=== Section Start ===

PR #2353, opened 2023-09-14
🌱 Get rid of unstructured type in VSphereVM reconciler

### LINKED ISSUE #2056: Consider using VSphereVM instead of unstructured in VimMachineService.ReconcileNormal
In VimMachineService.ReconcileNormal we initially use VSphereVM when we call createOrPatchVSphereVM. Then suddenly we're switching to Unstructured. Even though the object will always be a VSphereVM.

I wonder if it would make sense to consistently use VSphereVM instead. I'm probably missing something but it would make a lot of the code a lot easier to just work with the typed object.

https://github.com/kubernetes-sigs/cluster-api-provider-vsphere/blob/7c043af770a42ac6b464895a1dd513790649ae44/pkg/services/vimmachine.go#L131-L174

zhanggbj:

I'm assuming this is an intermediate state when to support supervisor mode, so it uses unstructured type in VSphereVM reconciler to support two modes. As we now have [vmoperator](https://github.com/kubernetes-sigs/cluster-api-provider-vsphere/tree/main/pkg/services/vmoperator) to reconcile VM in supervisor mode, I think we are good to get rid of unstructured type in VSphereVM reconciler, but better to have a review from folks who're more familiar with supervisor mode.

Fixes #2056

### DIFF
--- a/pkg/services/vimmachine.go
+++ b/pkg/services/vimmachine.go
@@ -25,8 +25,6 @@ import (
 	corev1 "k8s.io/api/core/v1"
 	apierrors "k8s.io/apimachinery/pkg/api/errors"
 	metav1 "k8s.io/apimachinery/pkg/apis/meta/v1"
-	"k8s.io/apimachinery/pkg/apis/meta/v1/unstructured"
-	"k8s.io/apimachinery/pkg/runtime"
 	"k8s.io/apimachinery/pkg/types"
 	kerrors "k8s.io/apimachinery/pkg/util/errors"
 	"k8s.io/utils/integer"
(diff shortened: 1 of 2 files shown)


pkg/services/vimmachine.go
```diff
@@ -127,32 +125,17 @@ func (v *VimMachineService) ReconcileNormal(machineCtx capvcontext.MachineContex
...
-	vmObj.SetGroupVersionKind(vm.GetObjectKind().GroupVersionKind())
-	vmObj.SetAPIVersion(vm.GetObjectKind().GroupVersionKind().GroupVersion().String())
-	vmObj.SetKind(vm.GetObjectKind().GroupVersionKind().Kind)
-
 	// Waits the VM's ready state.
-	if ok, err := v.waitReadyState(vimMachineCtx, vmObj); !ok {
-		if err != nil {
-			return false, errors.Wrapf(err, "unexpected error while reconciling ready state for %s", vimMachineCtx)
-		}
+	if ok := v.waitReadyState(vimMachineCtx, vm); !ok {
```
sbueringer, line 129: Let's inline this function. Basically just check the field here directly
```
	if !vm.Status.Ready {
```
(I think the log in l.130 is okay we don't need another one)

sbueringer (commented):
Really nice cleanup. One nit.

Let's ignore the non-ideal logs for now (that we already had before this PR), we'll improve that when we improve logging of the entire controller

pkg/services/vimmachine.go
zhanggbj: Sure, will update it.

zhanggbj:
@sbueringer all comments are addressed, it's ready for a second look, thx!

sbueringer:
Thx!

/lgtm

/hold
Just want to merge https://github.com/kubernetes-sigs/cluster-api-provider-vsphere/pull/2352 before

sbueringer:
/hold cancel
Ah nope we should be good. No overlap

chrischdi:
Very nice cleanup

/approve

/hold pending CI

sbueringer:
Entirely up to you, but e2e-full automatically blocks merging so we don't have to manage the hold manually

chrischdi:
> Entirely up to you, but e2e-full automatically blocks merging as soon as it's triggered so we don't have to manage the hold manually (Just fyi)

Ah right, this was recently changed :-)

/hold cancel

sbueringer:
Not really :D. We always had this in CAPV (since before we took over). We just changed it in core CAPI to be the same.

killianmuldoon (commented):
/retest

=== Section End ===

> _EXERCISE OBJECTIVE_
Nothing but the lines with "meta" should be returned, copied from the entries above.

> _RESPONSE TO THIS EXERCISE_
 	metav1 "k8s.io/apimachinery/pkg/apis/meta/v1"
-	"k8s.io/apimachinery/pkg/apis/meta/v1/unstructured"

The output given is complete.